Enviada em 21/05/2021

Isolamento, insalubridade e negação de direitos. Esses são alguns dos problemas enfrentados pelos presos em tempos de pandemia do COVID-19 no Brasil. É fato que esses problemas já existem no sistema carcerário há décadas, mas, com o caos estabelecido na sociedade, ele tende a aumentar. Segundo o Departamento Penitenciário Nacional (DEPEN), mais de 2% dos detentos foram contaminados com o Coronavírus. Levando-se em consideração que esse foi um dado anunciado no início da pandemia, sabe-se que atualmente esse número é maior. Para diminuir os riscos, foram tomadas algumas medidas, como a suspensão das visitas, por exemplo. Porém, essa atitude não impediu a disseminação do vírus dentro das celas, e ainda aumentou a precariedade das condições em que vivem os presos.

Em primeira análise, há a necessidade de compreender que os presídios são instituições que fazem parte da sociedade, e não que estão isolados desta. Com isso, a contaminação dos presos pela COVID-19 não é algo impossível, visto que os funcionários transitam por outros locais além dessas entidades, o que faz com que o vírus também circule. Além disso, a chegada de mercadorias e de novos presos também se tornaram transporte do vírus.
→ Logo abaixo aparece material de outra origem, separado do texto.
PR #6752, opened 2024-04-03
i#6495 syscall templates: Avoid buffer overflow at instr_no_fetch

abhinav92003:
Writes out the buffered entries at each instr_no_fetch instance. This is to avoid overflowing the raw2trace write buffer, since some syscall trace templates have repstr with a very high iteration count.

Adds separate tracking in the basic counts tool for user and kernel nofetch instrs.

Adds a unit test to the existing burst_syscall_inject test that verifies injection of a syscall template with a high repstr iteration count. Also removes some log spam in the burst_syscall_inject test.

Issue: #6495


clients/drcachesim/tests/burst_syscall_inject.cpp
```diff
@@ -102,24 +103,13 @@ write_instr_entry(void *dr_context, std::unique_ptr<std::ostream> &writer, instr
...
-    write_trace_entry(
-        writer,
-        make_instr(reinterpret_cast<addr_t>(instr_app_pc), TRACE_TYPE_INSTR, len));
+    write_trace_entry(writer,
+                      make_instr(reinterpret_cast<addr_t>(instr_app_pc), type, len));
 }
 
-static std::string
-write_system_call_template(void *dr_context)
+void
```
derekbruening, line 110: This lost its static decl.  I guess in C++ if in an anon namespace it's not needed: but I don't see an anon namespace in this file.

The write_footer_entries below could also be static.

derekbruening (approved):

clients/drcachesim/tests/burst_syscall_inject.cpp
abhinav92003: Fixed. Also for various others in this file.

PR #6725, opened 2024-03-26
i#5365 AArch64 SVE core, part 2: add signals support

AssadHashmi:
This patch adds SVE support for signals in the core. It is the follow on patch from the SVE core work part 1, in PR #5835 (f646a632d) and includes vector address computation for SVE scatter/gather, enabling first-fault load handling.

Issue: #5365, #5036

Co-authored-by: Jack Gallagher <jack.gallagher@arm.com>

PR #6754, opened 2024-04-03
i#6685 core-shard: Add idles and waits to basic_counts

derekbruening:
Adds counts of idle and wait records to basic_counts, which are useful when examining core-sharded-on-disk traces.

Rewords "scheduling markers" to "timestamp + cpuid markers" to clarify. Rewords "transfer markers" to "kernel transfer markers".

Updates the tests; the core-serial tests non-zero output here, and the core-sharded test also manually tested non-zero output as it required removing these counts for reliable comparison of record vs replay.

Issue: #6685


derekbruening:
Failure is record_filter_bycore_multi due to an inaccurate pi estimate print by the app on a64 sve: #6755

derekbruening:
(waiting on an issue with PR #6725 affecting our internal tests...will merge once that is resolved)

PR #1030, opened 2025-01-02
When a song directory is empty, don't bother scanning for songs.

Baklap4:
### What does this PR do?

Fixes a runtime error where performous would crash if you had a folder specified (in config.xml) which didn't contain songs.
It now skips the folder and mentions it in the log.

### More


Baklap4:
Closing pr as build will fail on macos so i can't be merged

Issue #1016, opened 2024-11-06
Translations not working on msvc builds


Lord-Kamina:
Something else I noticed while playing with the logger. MSVC builds are missing the locale folder and thus, translations are not working.

Baklap4:
Seems the pipeline doesn't include the locales since:
Building Performous 1.3.1-1021-2ec02ea-alpha
-- Could NOT find Gettext (missing: GETTEXT_MSGMERGE_EXECUTABLE GETTEXT_MSGFMT_EXECUTABLE) 
-- Localization disabled: Gettext tools (msgfmt) missing

PR #1031, opened 2025-01-02
Try to explicitly install gettext tools

Lord-Kamina:
Probably just wishful thinking but *shrugs*

### More


Lord-Kamina:
Testing needed, but as per the build logs, it appears this does indeed fix #1016

Baklap4 (approved):
LGTM

PR #1035, opened 2025-01-04
Better CI artifact names, do away with individual artifact links.

Lord-Kamina:
### What does this PR do?

1) Finally once and for all, actually use the correct damned SHA for builds.
2) Tweak filenames a bit, by expliciting which is the PR number (where applicable), as well as including the last tag and the commit hash in builds from master as well.
3) Converted the YML files back to LF, as well as normalized the indentation at two spaces because YAML doesn't like tabs (remember that, per the project coding style, we should be using tabs elsewhere)
4) Spread the logic for determining the version over multiple lines. This is one of those cases where readibility > brevity.
5) Removed the individual OS builds from the README, because in the end that that was something else we needed to remember to update when the CI systems change. Instead, provide a link that should be stable, to both the latest builds as well as the latest release.

### More


README.md
```diff
@@ -12,21 +12,8 @@ Discord at https://discord.gg/NS3m3ad
...
-- [Linux - Fedora 36](https://nightly.link/performous/performous/workflows/build_and_release/master/Performous-latest-fedora_36.rpm.zip)
-- [Linux - Fedora 37](https://nightly.link/performous/performous/workflows/build_and_release/master/Performous-latest-fedora_37.rpm.zip)
-- [Linux - Fedora 38](https://nightly.link/performous/performous/workflows/build_and_release/master/Performous-latest-fedora_38.rpm.zip)
-- [Linux - Fedora 39](https://nightly.link/performous/performous/workflows/build_and_release/master/Performous-latest-fedora_39.rpm.zip)
-- [Linux - Fedora 40](https://nightly.link/performous/performous/workflows/build_and_release/master/Performous-latest-fedora_40.rpm.zip)
-- [Linux - Fedora 41](https://nightly.link/performous/performous/workflows/build_and_release/master/Performous-latest-fedora_41.rpm.zip)
-- [Linux - AppImage](https://nightly.link/performous/performous/workflows/build_and_release/master/Performous-latest.AppImage.zip)
+- Latest Performous Release: https://github.com/performous/performous/releases/latest
+- Weekly BETA builds from the `master` branch: https://nightly.link/performous/performous/workflows/build_and_release/master?preview
```
ooshlablu, line 19: Nice!

Baklap4 (approved):
LGTM, We might wanna increase builds from weekly to daily, so the cache (for windows) stays pretty much in tact?

Also in regard to daily _or_ weekly builds. We did have a ppa which had the latest build.. is this still accesible or did we lose access? We might wanna add this again

Lord-Kamina:
> LGTM, We might wanna increase builds from weekly to daily, so the cache (for windows) stays pretty much in tact?
> 
> Also in regard to daily _or_ weekly builds. We did have a ppa which had the latest build.. is this still accesible or did we lose access? We might wanna add this again

@Baklap4 We could for sure, but keep in mind we're now using my fork of the cache action, in which I managed to implement "refreshing" the cache even if nothing has changed, to prevent it from expiring so easily.

Lord-Kamina:
I think @yoda-jm was the admin for the ppa and he gave at least some of us access to it a while ago?

PR #1048, opened 2025-04-25
Fix a couple outstanding CI issues

Lord-Kamina:
### What does this PR do?

* On Fedora:

	* Changes `ffmpeg-devel` to `ffmpeg-free-devel`. Why?

		1) Licensing issues.
		2) I don’t think we actually even need libfdk_aac.
		3) Hopefully this gets rid of the constant CI failures due to that package being unavailable.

Ademais, essa situação elevou o nível de precariedade da situação dos presidiários, pois, sem as visitas, muitos de seus direitos, que eram garantidos por seus familiares e não pelo Estado, foram negados, como as vestimentas, por exemplo. No entanto, entende-se que segundo a Constituição Federal de 1988, são direitos a alimentação, saúde, segurança, entre outros, que devem ser garantidos a todos os cidadãos pelo Estado. Aos presos não deveria ser diferente, pois estes estão sob a tutela do Estado.

Portanto, faz-se necessário que essa situação seja modificada. Assim, o Estado deve ofertar aos presos um ambiente compatível com a possibilidade de ressocialização, no qual haja segurança para que eles não sejam expostos a riscos de contaminação por Coronavírus. Isso se dará com o respeito à capacidade máxima de cada cela, certificação de distanciamento social, distribuição de kits de higiene pessoal, água, álcool em gel, alimentação, garantia de acesso a tratamento de saúde em caso de adoecimento, entre outros. Dessa forma, os impactos da pandemia no sistema carcerário brasileiro serão amenizados e os direitos previstos na Carta Magna serão efetivados.